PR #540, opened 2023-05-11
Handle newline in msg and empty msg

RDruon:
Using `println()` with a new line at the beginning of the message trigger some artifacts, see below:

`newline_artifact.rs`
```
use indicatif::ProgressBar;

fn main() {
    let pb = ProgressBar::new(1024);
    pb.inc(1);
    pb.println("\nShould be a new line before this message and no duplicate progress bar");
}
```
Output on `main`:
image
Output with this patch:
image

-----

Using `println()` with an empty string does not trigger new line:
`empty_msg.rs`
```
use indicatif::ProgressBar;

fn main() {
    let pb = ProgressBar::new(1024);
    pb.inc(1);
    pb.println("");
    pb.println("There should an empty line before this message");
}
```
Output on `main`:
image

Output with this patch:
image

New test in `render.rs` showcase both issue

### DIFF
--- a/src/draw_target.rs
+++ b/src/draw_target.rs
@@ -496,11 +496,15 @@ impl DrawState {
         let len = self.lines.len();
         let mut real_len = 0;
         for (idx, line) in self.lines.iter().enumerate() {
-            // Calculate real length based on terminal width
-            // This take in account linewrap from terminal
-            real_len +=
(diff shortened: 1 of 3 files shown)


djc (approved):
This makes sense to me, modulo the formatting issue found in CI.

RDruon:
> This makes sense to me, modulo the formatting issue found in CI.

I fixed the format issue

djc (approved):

---

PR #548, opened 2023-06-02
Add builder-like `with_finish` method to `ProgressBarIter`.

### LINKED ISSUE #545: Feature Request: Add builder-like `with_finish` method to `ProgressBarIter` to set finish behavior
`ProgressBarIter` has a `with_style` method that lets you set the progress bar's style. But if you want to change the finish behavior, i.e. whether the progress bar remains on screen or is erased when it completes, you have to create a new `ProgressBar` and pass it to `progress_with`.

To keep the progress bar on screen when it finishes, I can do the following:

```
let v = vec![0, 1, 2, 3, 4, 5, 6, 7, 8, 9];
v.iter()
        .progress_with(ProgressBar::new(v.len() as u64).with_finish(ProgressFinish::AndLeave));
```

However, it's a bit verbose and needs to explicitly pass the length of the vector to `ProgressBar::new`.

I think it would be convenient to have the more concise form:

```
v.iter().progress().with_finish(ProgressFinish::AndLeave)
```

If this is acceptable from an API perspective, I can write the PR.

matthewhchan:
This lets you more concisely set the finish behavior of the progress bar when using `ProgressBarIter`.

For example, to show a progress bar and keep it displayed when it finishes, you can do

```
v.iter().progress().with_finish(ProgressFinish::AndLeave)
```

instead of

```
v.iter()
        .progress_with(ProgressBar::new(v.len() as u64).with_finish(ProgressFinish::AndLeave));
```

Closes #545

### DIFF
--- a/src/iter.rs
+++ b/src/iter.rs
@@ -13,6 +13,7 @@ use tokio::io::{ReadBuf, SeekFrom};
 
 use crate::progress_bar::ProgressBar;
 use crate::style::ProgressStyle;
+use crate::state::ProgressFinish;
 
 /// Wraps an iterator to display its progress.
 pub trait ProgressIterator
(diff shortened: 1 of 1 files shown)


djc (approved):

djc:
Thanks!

> PROBLEM TO WORK ON
Please give only the count of lines above containing "message".

> ANSWER BELOW
3